(Beginning of RECORDS FOR PROCESSING)

PR #310, opened 2019-02-19
Allows merchant to specify quote cloning/Bolt order creation on Bolt button click

mccottry:
https://app.asana.com/0/941895179897714/1110284468674223/f

The config is an `Extra config` boolean value called `cloneOnClick`.  

Example usage to enable cloning on Bolt button click:

In the Magento Admin `System -> Configuration -> Payment Methods -> Bolt Pay -> Extra Config`
```
{
"boltPrimaryColor":"#fff000",
"hintsTransform":
"
     function(hints){
          hints.prefill = 
               {\"email\":\"leon@bolt.com\"};
          return hints;
     }
",
"cloneOnClick": true
}
```

### DIFF
--- a/app/code/community/Bolt/Boltpay/Block/Checkout/Boltpay.php
+++ b/app/code/community/Bolt/Boltpay/Block/Checkout/Boltpay.php
@@ -212,6 +212,7 @@ class Bolt_Boltpay_Block_Checkout_Boltpay extends Mage_Checkout_Block_Onepage_Re
         $onCheckCallback = $boltHelper->buildOnCheckCallback($checkoutType, $quote);
 
         $hintsTransformFunction = $boltHelper->getExtraConfig('hintsTransform');
+        $shouldCloneImmediately = !$boltHelper->getExtraConfig( 'cloneOnClick' );
 
         $boltConfigureCall =
         "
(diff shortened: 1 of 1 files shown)


mccottry:
> It seems as though this is the kind of thing that is better suited for being an Admin panel option, but this is sufficient for now for pushing out a fix for L&G

@matt-thomason This is an admin panel option via the extra config section.  If you are saying that it should be a more highly visible configuration option, I disagree.  To me, this falls under the category of an option that is concerned with low-level code implementation details that would be confusing to most merchants and  that we really don't want to be broadcasting.  You can view this as an "advanced configuration" that users should change only if they know what they are doing and understand the implications of that action.  General configurations should be simple and self-explanatory to merchants and does not contradict general Bolt goals like branding or advertised features.  To the average merchant, the explanation of this feature is neither simple, nor is is 100% in tune with https://bit.ly/2SKFrfk

For these reasons, it was placed as extra config and should be set by integration engineers when they deem it appropriate.

That being said, even without this feature enable, Bolt Everywhere Bolt order creation deferred to after button click via Promise and cart order token caching would solve aforementioned merchant's problem sufficiently.  This just takes things one step more further because this merchant specifically asked about the low-level details.

matt-thomason:
> If you are saying that it should be a more highly visible configuration option, I disagree. To me, this falls under the category of an option that is concerned with low-level code implementation details that would be confusing to most merchants and that we really don't want to be broadcasting.

I think we both agree on this - apologies if I was unclear. I meant that this would be a good option in the admin.bolt.com panel, hiding it from merchants completely.

mccottry:
> > If you are saying that it should be a more highly visible configuration option, I disagree. To me, this falls under the category of an option that is concerned with low-level code implementation details that would be confusing to most merchants and that we really don't want to be broadcasting.
> 
> @mccottry I think we both agree on this - apologies if I was unclear. I meant that this would be a good option in the admin.bolt.com panel, hiding it from merchants completely.

That's an interesting proposition.

PR #323, opened 2019-02-24
Magento 1 v2.0

mccottry:
This code enables Pre-Auth order creation in the M1 context

List of changes include:
- create_order webhook endpoint implemented
- new bolt error code handling for pre-auth order creation
- custom bolt preauth statuses added
- **several unit test updated for pre-auth**
- payment failure handling implemented
- Hides pre-auth orders from admin order list
- clear cart cache on pre-auth order cancel
- does not validate apple pay addresses during shipping and tax calc
- **more updating and fixing unit test**
- grand totals check prior to final save
- safe guards against other plugins changing from pre-auth statuses
- moving front session events only to front end
- Adds pending_bolt and canceled_bolt order cleanup logic to every 15 minutes
- fix for firecheckout not interfering with click events + simultaneous order c…  …
- accounts concurrent pre-auth order request
- fixes to allow for Bolt to enable upon new store installation

_commits to various changes are listed below and can be reviewed separately at the commit level_


mccottry:
> can you please add PR description with list of changes? Also if you can split this into multiple PRs that would be great (eg., maybe `OrderCreationException.php` can be its own PR?)
@daisy1754 
Splitting this into multiple PRs is not possible or productive at this phase with the demands of getting this live.  It would serve no benefit.  Most important is that unit test and integration test pass.

mccottry:
> also can you add unit test?

@daisy1754 

No problem with adding some unit test.  The most beneficial test are not unit test, but are the integration test to test error codes. 

@danielatbolt, @daisy1754 , @matt-thomason 
Good unit test take a lot of extra side effort and are much less valuable the the same code being in release on Energy Conscious and GrowersHouse.

We know the need for unit test exists and we know that we are going to have a 2.0.1, which is more likely to be the official public release.  I move that we separate the creation unit test from this PR.  Unit test can be done separately which does not continue to block merging this back to develop which in turning is blocking DataDog and several other initiatives.

mccottry:
> @mccottry I'm not against putting "beta" code in a small set of merchant as long as you test it extensively on merchant's environment (which I believe you did for energy concisous), but I don't want us to merge code without proper review. I don't know how soon we want to push the version update, but 2000LoC makes quick review almost impossible.
> 
> At quick glance, I see following changes that I think could be pulled into separate PR
> 
> * adding error class
> * adding API trait
> * cron to cleanup order resources
> * update to CouponHelper to make test stable
> * new events (eg., bolt_boltpay_validate_coupons_before)
> 
> WDYT? If you afraid breaking things accidentally, you can keep this PR as is and cherry-pick portions into separate branches one-by-one.

Absolutely @daisy1754 ! We must give this a proper review.  And thank you very much for making me aware to look even deeper and itemize all the things which had to change to make this a cohesive whole.  I'll certainly extend the list of sub-topics. 

Unfortunately, this type of change was never going to be a quick review and it shouldn't be reviewed quickly. The 2000 plus lines of code change to make pre-auth happen definitely is more than a little bit.  But it is only a little bit more than the 2000 plus lines of code in the approved pull request found here for the same WooCommerce project:

https://github.com/BoltApp/bolt-woocommerce/pull/374/files

I think that set a superb precedence for PRs for the pre-auth project.  So, my hope is that we can get this reviewed in the same way, as a whole, and then work in the future on how to break down large task for quick and easy reviews.  We can also have as many round table discussions as necessary to work through the code, which I estimate will be much more efficient and much more rewarding than massive effort of trying to cherry pick this code that has evolved over such a long period of time.  Can we go ahead schedule a meeting for this?

daisy1754:
To be fair 900 LoC of the WooCommerce PR is around testing. I still think this PR contains lots of different topics:

 - adding error class
 - adding API trait
 - cron to cleanup order resources
 - update to CouponHelper to make test stable
 - new events (eg., bolt_boltpay_validate_coupons_before)

For instance addition of new events deserves separate PR and separate discussions IMO

PR #325, opened 2019-02-26
Allow invoices to be created for $0.00 orders

johnmccombs1:
Asansa task: https://app.asana.com/0/564264490825835/1111448577711715


johnmccombs1:
> Looks fine, but the asana task link doesn't work for me. Can you update it so that we can reference it if we need to in the future?

I fixed it. It was private. Thanks!

PR #329, opened 2019-03-07
Simplifies creation and use of helpers with better logical division

mccottry:
https://app.asana.com/0/544708310157130/1113209144650896

PR #331, opened 2019-03-12
Change method from helper to boltHelper to avoid Block object method name collision

mccottry:
https://app.asana.com/0/544708310157130/1113209144650896
https://app.asana.com/0/544708310157130/1113748340562763
https://app.asana.com/0/544708310157130/1113616110414457

Differs from PR #329 in that it: 
 
- renames helper method to boltHelper to avoid collision
- updates shipping unitTest with new helper name
- removes infinite loop to useless method applyBoltTraceId


daisy1754:
can you add description explaining difference between https://github.com/BoltApp/bolt-magento1/pull/329 and this PR?

mccottry:
> can you add description explaining difference between #329 and this PR?
@daisy1754 
For the moment, hold off on this PR.  I will have to do some manual Production Readiness as I was relying on being able to us Cirlce CI for that, but we are a few steps away from being able to use Circle CI in that way.

mccottry:
> can you add description explaining difference between #329 and this PR?

@daisy1754 
The difference is actually in the description and resolves a minor issue while at the same time adding better semantics.

However, the true major issue experienced in integration testing was something I identified in PR #329 and marked as  a TODO that @matt-thomason requested an investigation into:

https://github.com/BoltApp/bolt-magento1/blob/c0ea65089ab17eff3fd568d3c562c0eebabac643/app/code/community/Bolt/Boltpay/Helper/ApiTrait.php#L218-L238

https://github.com/BoltApp/bolt-magento1/pull/329#discussion-diff-263961883R221

As suspected, this code does in fact cause an infinite loop while it is effectively doing nothing.  Removing it fixes the issue checkout.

(End of RECORDS FOR PROCESSING)

## EXERCISE
Search the entries above for the word "cron", and copy every line where it occurs.

## RESPONSE TO THIS TASK
> * cron to cleanup order resources
 - cron to cleanup order resources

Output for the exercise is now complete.